The Note's size was the point. It was ostentatious and dwarfed the competition.
The screen had an odd 1,280 by 800 pixel shape that contributed to the phone's width of 83mm, a fantastically awkward dimension. We won't talk about the PenTile screen tech.
It stood tall at 147mm. When I reviewed the device, I called it "too big for most people" and said it should be reserved for Lebron James and Yao Ming.
You know what was also big? The battery. By today's standards, the removable 2,500mAh power cell in the Galaxy Note may seem small, but in its day it was massive.
The Note's size was the point. It was ostentatious and dwarfed the competition.
The promise of power
Multitasking hadn't yet come to Android, and yet Samsung still found a way to entice enterprise buyers. The Galaxy Note supported some of the fastest wireless networks in 2011. In many countries that meant WCDMA/HSPA+, though in the U.S., South Korea, and Japan that meant LTE. AT&T offered the LTE variant to customers in the U.S. Though 4G networks were still in their growth stage, the speedy connection gave the Galaxy Note a shot in the arm.
Samsung made two versions of the device, one powered by a 1.4GHz dual-core Exynos 4210 with a Mali-400 GPU and the other by a 1.5GHz dual-core Qualcomm Snapdragon S3 with an Adreno 210 GPU. There was 1GB of RAM on board and either 32GB or 64GB of storage.
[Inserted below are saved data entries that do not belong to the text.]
PR #102, opened 2021-02-16
Add link to onboarding documentation to registration and homepage

JWileczek:


src/components/pages/user-registration-page/user-registration-page.styles.ts
```diff
@@ -59,6 +59,11 @@ export default makeStyles((theme: Theme) => createStyles({
 
     '& *:nth-child(1)': theme.typography.h1,
     '& *:nth-child(2)': theme.typography.subtitle1,
+    '& a:nth-child(1)': {
+      ...theme.typography.subtitle1,
+      fontWeight: theme.typography.fontWeightBold,
+
+    },
```
larskendall, line 66: It looks like the existing styles here weren't quite specific enough, which is why that link was requiring a special override to control its size. Doing this instead should generalize a bit better...
```suggestion
    '& > *:nth-child(1)': theme.typography.h1,
    '& > *:nth-child(2)': theme.typography.subtitle1,
    '& a': {
      fontWeight: theme.typography.fontWeightBold,
    },
```

larskendall (changes requested):
Is there any reason we need the onboarding link to be an environment variable? If it's going to be the same across all environments, and we just want to have it defined in one place, it would probably be better to make something like `urls.ts` under the `utils` folder and drop it in there instead. That might be a better place for it regardless, so that we're not referencing environment variables in lots of places, and so we could default it if we wanted to.

larskendall (approved):

PR #107, opened 2021-02-19
Add support for assigning multiple units to users

jdgarrett:


src/components/pages/roster-page/edit-roster-entry-dialog.tsx
```diff
@@ -82,7 +82,7 @@ export const EditRosterEntryDialog = (props: EditRosterEntryDialogProps) => {
     updateRosterEntryProperty('unit', event.target.value);
   };
 
-  const getUnitName = (unitId: string) => {
+  const getUnitName = (unitId: number) => {
```
JWileczek, line 85: This function always seems to return 'Unknown' when testing locally. Change seems to occur correctly on backend (actually changing unit assigned in roster), but dialog always pops up 'Are you sure you want to move individual to Unknown?' Not sure if it that is a factor of our seeding in local build or not.

JWileczek (changes requested):
Looking mostly correct! Just have a single comment that needs to be addressed/clarified. Also was wondering if/how this will impact our Roster export to CSV functionality, and if we have any tickets made for changes around that if necessary. Looking at the CSV export it looks like it exports unitIds which are just numbers now, and hidden from the frontend, so there is no real way for a user to reassign a unit via CSV without some mental gymnastics to figure out which units align to which IDs. Not real sure if that needs to be addressed in this PR, but we should probably bring it up/make a ticket for it.

src/components/pages/roster-page/edit-roster-entry-dialog.tsx
jdgarrett: This was caused because the incoming unit ID was actually a string due to an incorrect handling of the unit changed event.

jdgarrett:
> Looking mostly correct! Just have a single comment that needs to be addressed/clarified. Also was wondering if/how this will impact our Roster export to CSV functionality, and if we have any tickets made for changes around that if necessary. Looking at the CSV export it looks like it exports unitIds which are just numbers now, and hidden from the frontend, so there is no real way for a user to reassign a unit via CSV without some mental gymnastics to figure out which units align to which IDs. Not real sure if that needs to be addressed in this PR, but we should probably bring it up/make a ticket for it.

I updated the roster CSV export to return unit names instead of IDs.  Import now only works on unit names.

PR #117, opened 2021-03-09
Orphaned records

AnthonyWhitaker:
### Overview
image

### Menu
image

### After Claiming a Record
image

### Menu after Claiming (no claim, no ignore)
image

### Ignore Confirmation
image

### Claim Confirmation
image

### Perma Delete Confirmation
image


src/reducers/modal.reducer.ts
```diff
@@ -1,17 +1,53 @@
...
+      const payload = (action as Modal.Actions.Close).payload;
+      if (typeof modalResolverStore[payload.title] === 'function') {
+        modalResolverStore[payload.title](payload.response);
+        delete modalResolverStore[payload.title];
+      }
+    }
+    return next(action);
+  };
+}
+
```
larskendall, line 50: Is this a workaround to avoid saving functions in the Redux store? It looks like this is essentially doing that anyways, just in a hidden store.

What do you think about going ahead and putting the resolve functions in the main store? If we're already essentially doing the same thing I'd rather just keep it simple if we can. I know it's not recommended in Redux, but it's not strictly against the rules. Modals are such a temporary part of the UI that I don't think it would actually hurt anything.

If we do need to do it this way, I'd drop some comments in there at least.

larskendall (changes requested):
- I think the "Add to a Roster" menu option should be "Add to Roster..."

- Maybe the "Assign to Self..." button should just be "Claim...". The dialog that pops up says "Claim Orphaned Record" at the top, so it seems to be the terminology that we're already using.

- Text is a little messed up in Claim dialog
Screen Shot 2021-03-10 at 12 00 11 PM

- Do we need an "Unclaim" option, for when you've claimed something but then changed your mind? It might be bad if you accidentally claim something for a week and then can't undo. It seems like it would be simple enough to drop in and would prevent some awkward situations.

- The buttons on the bottom of Claim and Delete dialogs aren't in the same style as other dialogs. There's normally a different color background behind the buttons, and the buttons aren't quite so close to the bottom.

- The First/Latest Report columns seem like they should have time on the right of the date. It looks backwards to me right now.

- Can we nudge the red orphaned record badge in the sidenav left a couple pixels? It's a little uncomfortably close to the edge.

src/reducers/modal.reducer.ts
AnthonyWhitaker: Putting them in the main store would break serialization. In theory. This pattern is from: https://stackoverflow.com/questions/35325195/should-i-store-function-references-in-redux-store#:~:text=No%2C%20you%20should%20not%20store,of%20hotkeys%20to%20their%20actionCreatorFuncNames.

larskendall (approved):

larskendall:
This looks great. I'll go ahead and merge.

PR #119, opened 2021-03-12
One-Time Muster Windows

AnthonyWhitaker:
# Edit Unit Dialog Changes
image

# First Row Disabled since it's inherited
image

# Now with One-Time super duper reporting
image

# Still can't have overlapped repeating windows
image

# Default Muster Requirements Dialog updated to match
image

# Units page updates to show the unit config plus the simultaneous indication of 'Using default master requirements'
image


server/api/muster/index.ts
```diff
@@ -17,6 +17,13 @@ router.get(
   controller.getNearestMusterWindow,
 );
 
+router.get(
+  '/:orgId/:unitId/open',
```
jdgarrett, line 21: What is this endpoint used for?

jdgarrett (changes requested):
Overall this looks great! I did notice a few logic issues in the nearest/open muster windows functions.  I think tests for these methods would go a long way.  It would be good to set up different muster configurations for different units and test nearest and open window logic for before/during/after.

Also, I wasn't able to see what the `/:orgId/:unitId/open` endpoint was used for.

larskendall (approved):
Looks good! I'm going to forego the usual code deep dive since we're limited on hours right now.

PR #392, opened 2022-09-23
Fix #391: Disallow approval of operations with onboarding flags

### LINKED ISSUE #391: Disallow approval of operations with onboarding flags
Disallow approval of operations with onboarding flags in vanilla enrollment server.

romanstrobl:


enrollment-server/src/main/java/com/wultra/app/enrollmentserver/controller/api/MobileTokenController.java
```diff
@@ -62,6 +63,9 @@ public class MobileTokenController {
 
     private static final Logger logger = LoggerFactory.getLogger(MobileTokenController.class);
 
+    // Disallowed flags contain onboarding flags used before onboarding process is finished
+    private static final List<String> DISALLOWED_FLAGS = Arrays.asList("VERIFICATION_PENDING", "VERIFICATION_IN_PROGRESS");
```
banterCZ, line 67: You may use `List#of`, as bonus, you get immutable collection.

banterCZ (approved):

enrollment-server/src/main/java/com/wultra/app/enrollmentserver/controller/api/MobileTokenController.java
romanstrobl: Right, we moved away from Java 8 support, I forgot.

PR #402, opened 2022-09-27
Fix #400: Improve logging

### LINKED ISSUE #400: Improve logging
Prefer OwnerId in the log context rather than processId.

banterCZ:
- replace processId by ownerId in log messages changing state
- pass message to the exception instead of logging it right away
- use idiom orElseThrow for optional


romanstrobl (approved):
Looks good.

PR #403, opened 2022-09-29
Fix #351: Service for automatic cleanup of activations with failed onboarding

### LINKED ISSUE #351: Service for automatic cleanup of activations with failed onboarding
An activation cleanup service will be implemented which will remove all activations for which the customer identification process was not finished within specified timeframe (default: 3 hours). In case the onboarding process failed after activation, the activation status should be checked on PowerAuth server and we should mark that the activation was removed, too, perhaps using the database to avoid any future checks.

banterCZ:


enrollment-server-onboarding/src/main/java/com/wultra/app/onboardingserver/task/cleaning/ActivationCleaningService.java
```diff
@@ -0,0 +1,90 @@
...
+/**
+ * Service to cleaning activations.
+ *
+ * @author Lubos Racansky, lubos.racansky@wultra.com
+ */
+@Service
+@Slf4j
+class ActivationCleaningService {
+
+    private static final int BATCH_SIZE = 100;
```
banterCZ, line 40: This number is just an initial guess.

enrollment-server-onboarding/src/main/java/com/wultra/app/onboardingserver/task/cleaning/ActivationCleaningService.java
```diff
@@ -0,0 +1,90 @@
...
+            final ActivationService activationService) {
+
+        this.onboardingProcessRepository = onboardingProcessRepository;
+        this.activationService = activationService;
+    }
+
+    /**
+     * Cleanup activations of failed onboarding processes.
+     */
+    public void cleanupActivations() {
```
banterCZ, line 58: Missing `@Transactional` on purpose. It is possible to load processes anyway. We do not want to do REST calls in transaction. Each process is updated in a separate transaction, because `save` in Spring Data is annotated by default.

romanstrobl (approved):
I really like the implementation. The only change I would introduce is to handle all activations for removal per one scheduled run instead of limiting them by `BATCH_SIZE` to avoid some corner cases where many activations are created (e.g. perf tests) when the cleanup would take quite long.

PR #410, opened 2022-10-03
Fix #351: ActivationCleaningService needs transaction for stream processing

### LINKED ISSUE #351: Service for automatic cleanup of activations with failed onboarding

banterCZ:


romanstrobl (approved):
This should work fine.

Issue #352, opened 2022-09-02
Auditing of important events using auditing library


romanstrobl:
See: https://github.com/wultra/lime-java-core#wultra-auditing-library

romanstrobl:
Please include audit records related to activation, too, including expiration and removal.

banterCZ:
Already implemented.

PR #416, opened 2022-10-05
Add Audit library dependency and its configuration

banterCZ:
Issue #352


romanstrobl (approved):
Implemented perfectly according to documentation.

PR #417, opened 2022-10-05
Add initial github action

banterCZ:


romanstrobl (changes requested):
Can we synchronize this with https://github.com/wultra/powerauth-crypto/pull/414/files ?

banterCZ:
I have renamed the file and add `workflow_dispatch`. I am not sure about publish. May we postpone it to another PR?

romanstrobl:
We will probably create a reusable workflow we can use across all PowerAuth backends, so let's postpone this pull request until this is ready.

romanstrobl:
See: https://github.com/wultra/lime-java-core/pull/116/files

romanstrobl (approved):
I am satisfied with the changes now.

PR #419, opened 2022-10-05
Fix #418: Allow serialization of ActivationOtpErrorResponse

### LINKED ISSUE #418: Allow serialization of ActivationOtpErrorResponse
The class is missing a default constructor and the field is final, thus it cannot be used by ObjectMapper in tests.

romanstrobl:
Unfortunately we need to modify the model class for test usage due to ObjectMapper requirements.

### DIFF
--- a/enrollment-server-onboarding-api-model/src/main/java/com/wultra/app/enrollmentserver/api/model/onboarding/response/error/ActivationOtpErrorResponse.java
+++ b/enrollment-server-onboarding-api-model/src/main/java/com/wultra/app/enrollmentserver/api/model/onboarding/response/error/ActivationOtpErrorResponse.java
@@ -28,7 +28,14 @@ import javax.validation.constraints.NotBlank;
  */
 public class ActivationOtpErrorResponse extends ErrorResponse {
 
-    private final Integer remainingAttempts;
+    private Integer remainingAttempts;
+
+    /**
+     * Default constructor.
+     */
+    public ActivationOtpErrorResponse() {
+        super();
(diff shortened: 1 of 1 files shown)


enrollment-server-onboarding-api-model/src/main/java/com/wultra/app/enrollmentserver/api/model/onboarding/response/error/ActivationOtpErrorResponse.java
```diff
@@ -28,7 +28,14 @@
...
+
+    /**
+     * Default constructor.
+     */
+    public ActivationOtpErrorResponse() {
+        super();
+    }
 
     /**
      * Create a new error response with response object with provided code, error message and remaining attempts.
```
banterCZ, line 41: You may try `@JsonCreator` annotation,  if you want to. https://www.tutorialspoint.com/jackson_annotations/jackson_annotations_jsoncreator.htm

banterCZ (approved):

enrollment-server-onboarding-api-model/src/main/java/com/wultra/app/enrollmentserver/api/model/onboarding/response/error/ActivationOtpErrorResponse.java
romanstrobl: We prefer not to use Jackson-specific annotations because someone may use another serialization framework.

PR #423, opened 2022-10-06
Audit Document

banterCZ:
Issue #352

### DIFF
--- a/enrollment-server-onboarding-common/src/main/java/com/wultra/app/onboardingserver/common/service/AuditService.java
+++ b/enrollment-server-onboarding-common/src/main/java/com/wultra/app/onboardingserver/common/service/AuditService.java
@@ -17,6 +17,7 @@
  */
 package com.wultra.app.onboardingserver.common.service;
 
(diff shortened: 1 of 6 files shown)


enrollment-server-onboarding-common/src/main/java/com/wultra/app/onboardingserver/common/service/AuditService.java
```diff
@@ -32,6 +33,12 @@
 @Service
 public class AuditService {
 
+    private static final String IDENTITY_VERIFICATION_ID = "identityVerificationId";
```
romanstrobl, line 36: I see this declaration for the third time in the review. Perhaps we can share these constants?

romanstrobl (approved):
Looks good. I have one suggestion related to shared constant declaration.

enrollment-server-onboarding-common/src/main/java/com/wultra/app/onboardingserver/common/service/AuditService.java
banterCZ: Sorry, I did the same change in several PRs, but yes, it is a shared constant.

PR #426, opened 2022-10-07
Audit PresenceCheckProvider

banterCZ:
Issue #352

### DIFF
--- a/enrollment-server-onboarding/src/main/java/com/wultra/app/onboardingserver/impl/service/PresenceCheckService.java
+++ b/enrollment-server-onboarding/src/main/java/com/wultra/app/onboardingserver/impl/service/PresenceCheckService.java
@@ -21,14 +21,17 @@ import com.google.common.base.Ascii;
 import com.google.common.base.Preconditions;
 import com.wultra.app.enrollmentserver.model.enumeration.*;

The main camera rated 8 megapixels and was able to record 1080p HD at 30fps. The front-facing camera was a more modest 2-megapixel shooter that could record VGA video. These were very good specs for the day.
Landmark
Devices have straddled the phone-tablet abyss as far back as 1993. Some devices perhaps considered phablets now, if not when they launched, include the HTC Advantage, Nokia N810 WiMax Edition, and the Dell Streak. None of these were truly successful.
The Samsung Galaxy Note was likely the first modern smartphone to be referred to as a phablet. It earned the name because its screen size was between those of most phones and the smaller tablets of the day.
Reaching 10 million in sales during the first year, the Galaxy Note was a bona fide success.
The initial market reaction to the Galaxy Note was one of curiosity, but not necessarily awe. It was widely derided as too large and unwieldy. Then, in December 2011, Samsung announced that it'd sold 1 million of them. The LTE model, which debuted in February 2012, helped push sales of the original Galaxy Note to 10 million by August 2012, just before the debut of the Note II. In other words, the Galaxy Note was a bona fide success.
The rest, as they say, is history.
In September 2012, Samsung launched the Galaxy Note II. The follow-up phablet hit 10 million in sales within two months, and topped out at 30 million by the end of its first year. Subsequent versions of the phone (with the exception of the disastrous Note 7) enjoyed similar success.
Samsung's competitors were quick to follow with phablets of their own and a new device segment fully took shape.
Samsung's latest Note is its biggest yet, if not its best.